He Said, She Said: Group Eating
ICE’s Culinary Management Instructors are seasoned industry professionals who are still active in the industry, working on their own projects while teaching classes at ICE. With such a wide range of experience between them, we decided to ask Julia Heyer and Vin McCann to take a closer look at some of the trends and culinary businesses we keep hearing so much about. With inboxes being flooded with group-buying offers, the duo takes a look at social media and group buying in the restaurant industry.
This week, TangoTab, another discount driven website offering restaurant deals, joined the fray that is the internet these days, looking to compete with the likes of Groupon, Village Vine, Living Social, Yipit, Blackboard Eats, Gilt Groupe, and don’t forget Bloomspot. The subject of online discounts, shaken with a double order of social media and garnished with a side order of promotion is alive and kicking in our industry. And they are not the only tools out there. Just last week WNYC radio aired a story about twittering and tumblring in the restaurant scene, which raises the questions: How to use this brave new world? How do you leverage your strength without giving away the house or looking like a desperate, sinking ship to your existing or potential future guests?

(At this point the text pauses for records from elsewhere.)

PR #21222, opened 2022-01-17
Add RainMachine docs for `restrict_watering` and `unrestrict_watering` services

bachya:
## Proposed change

This PR adds docs for two new forthcoming RainMachine services.

## Type of change

## Additional information

- Link to parent pull request in the codebase: https://github.com/home-assistant/core/pull/64219

## Checklist

### DIFF
--- a/source/_integrations/rainmachine.markdown
+++ b/source/_integrations/rainmachine.markdown
@@ -49,7 +49,7 @@ Services accept either device IDs or entity IDs, depending on the nature of the 
 
 ### `rainmachine.pause_watering`
 
-Pause all watering activities for a number of seconds. After the pause is complete, the previous watering activities will resume.
+Pause all watering activities for a number of seconds. After the pause is complete, the previous watering activities will resume. Note that controllers can only be paused for a maximum of 12 hours.
 
 | Service Data Attribute | Optional | Description                    |
 | ---------------------- | -------- | ------------------------------ |
--- a/source/_integrations/rainmachine.markdown
+++ b/source/_integrations/rainmachine.markdown
@@ -39,8 +39,10 @@ Services accept either device IDs or entity IDs, depending on the nature of the 
 - Services that require a device ID as a target:
   - `rainmachine.pause_watering`
   - `rainmachine.push_weather_data`
+  - `rainmachine.restrict_watering`
   - `rainmachine.stop_all`
   - `rainmachine.unpause_watering`
+  - `rainmachine.unrestrict_watering`
 - Services that require an entity ID as a target (note that the correct entity ID type must be provided, such as a program for a program-related service)
   - `rainmachine.start_program`
   - `rainmachine.start_zone`
--- a/source/_integrations/rainmachine.markdown
+++ b/source/_integrations/rainmachine.markdown
@@ -49,7 +49,7 @@ Services accept either device IDs or entity IDs, depending on the nature of the 
 
 ### `rainmachine.pause_watering`
 
-Pause all watering activities for a number of seconds.
+Pause all watering activities for a number of seconds. After the pause is complete, the previous watering activities will resume.
 
 | Service Data Attribute | Optional | Description                    |
 | ---------------------- | -------- | ------------------------------ |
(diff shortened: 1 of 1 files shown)


source/_integrations/rainmachine.markdown
```diff
@@ -49,7 +49,7 @@ Services accept either device IDs or entity IDs, depending on the nature of the
 
 ### `rainmachine.pause_watering`
 
-Pause all watering activities for a number of seconds.
+Pause all watering activities for a number of seconds. After the pause is complete, the previous watering activities will resume.
```
mrand: Can the 12 hour maximum be mentioned either here, or in the table, so the users know up front, rather than potentially stumbling upon it later and having to redo something?

source/_integrations/rainmachine.markdown
```diff
@@ -81,6 +81,14 @@ See details of RainMachine API here:
 | `pressure`             | no       | Barametric Pressure (kPa)                                                                                             |
 | `dewpoint`             | no       | Dew Point (°C)                                                                                                        |
 
+### `rainmachine.restrict_watering`
+
+Restrict any and all watering activities from staring for a time period.
```
mrand, line 88: Thanks for adding this!  

Further up, it says "Services accept either device IDs or entity IDs, depending on the nature of the service", but restrict_watering doesn't appear in either list.

Speaking of which, isn't clear to me exactly what it's referring to when it says device ID.  Is it the name that a user gives the device?  And is that requirement absolute?  I ask because [issue #101](https://github.com/bachya/regenmaschine/issues/101) shows a user calling 'pause_watering' with an entity_id, yet it's listed here in the documentation as requiring a device ID.  If it confuses someone using HA for years (me), I assume it would also confuse a new user.  An example service call might go a long ways here.

Thanks again!

mrand: One other thing:  I would blindly assume that this is hh:mm:ss, but I'm not certain since the internal RainMachine webpage is days, hours, and minutes.

bachya: >Further up, it says "Services accept either device IDs or entity IDs, depending on the nature of the service", but restrict_watering doesn't appear in either list.

Great catch!

>Speaking of which, isn't clear to me exactly what it's referring to when it says device ID. Is it the name that a user gives the device? And is that requirement absolute? I ask because issue #101 shows a user calling 'pause_watering' with an entity_id, yet it's listed here in the documentation as requiring a device ID. If it confuses someone using HA for years (me), I assume it would also confuse a new user. An example service call might go a long ways here.

`device_id` represents an entry in the [Device Registry](https://developers.home-assistant.io/docs/device_registry_index/). In the case of RainMachine, the "device" is the controller (and it implements a series of entities, like switches, sensors, etc.) – some services only make sense in the case of the controller itself (e.g., you pause all watering activities on the device, not on an entity). So, we use a [selector](https://www.home-assistant.io/docs/blueprint/selectors/#device-selector) to allow the user to pick the correct device via the service UI.

I do agree that it's a tad confusing when to use which. I think the "standard" these days is to have people fill out the UI to create a service, then use its YAML browser to see the format. I think any clarifications would be better applied somewhere upstream, since this applies to any integration that makes use of devices.

>One other thing: I would blindly assume that this is hh:mm:ss, but I'm not certain since the internal RainMachine webpage is days, hours, and minutes.

In the code, I allow the service to submit a `duration` value that matches any [time period](https://github.com/home-assistant/core/blob/4cd222e70aa241c4d9e644581f3e2e49942081de/homeassistant/helpers/config_validation.py#L465) – this could take several forms:

_(note that all of these examples equate to 3 days)_

## As an `HH:MM:SS` string:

Julia, like most “new” things in our business, this hi-tech discounting is the same age-old practice with zippy new gilding. Now you can give the ranch away to thousands instead of hundreds. How to use this technology is less of an issue than why bother? Discounting in a slim margin business like ours is never a winning strategy unless your gross profit margin is stratospheric, something akin to Dunkin’ Donuts’ margin with Daniel’s check average. Like all technology, if one uses it ahead of the pack, it may bring some incremental benefit but when countless others (and critical mass is what the internet corrals) use it, whatever competitive advantage gained is diluted and the operator is left with the time-honored basics to fight for market share — is the food good, does the service match, and is the value equation gob-smacking? (English characterization in honor of the wedding.)
Why bother? While I agree with you on the erosion of value perception and those pesky slim margins (the restaurants not only extend a discount to the guest but tend to owe hefty fees to the online discounter. Groupon, for example, takes half the money the user actually pays, so it’s really a 75% discount the restaurant needs to pick up — Wowza!), online discounting can be effective when tightly managed. If a restaurant operator controls when he lets guests use the discounts and presents it as a specialty offer — thus cranking up revenues at off times and then makes sure they spend more then the discount is worth, then such promotions can make economic sense.
There’s are reasons restaurants have off times — either the concept is weak in those hours or the market has moved on to other turf. More places have gone out of business trying to build Mondays and Sundays than Groupon has subscribers. The problem is that discounting has a way of erasing a restaurant’s value formulation. We’re better off offering menu price point specials, or value-added elements than 20%, 50% or 75% off. The strongest offer a restaurant operator can make is free, but what good does it do the operator? And I’m not sure that the discount customer ever buys in. They’re a special breed — similar to coupon clippers. Once they grab the deal they just move onto the next. Not much brand loyalty with this lot.
Julia’s Final Word
As the Germans say, “Alles hat ein Ende nur die Wurst hat zwei,” which literally means, everything has an end, only the sausage has two. There will be a shake-out in the online discounting scene when the ever-so-non-loyal coupon-clippers not only move to the next deal in their inbox, but also start shopping around for the coupon providers. Groupon didn’t sell itself for a fortune to Google (I wonder how it must feel to say NO to six BILLION dollars?) banking on the loyalty of consumers. It will be interesting to see which online services will survive and in which format. It seems a fair bet that, just like for restaurants, it will be the ones with the good, nay jolly, gob-smacking product and value perception that will persist.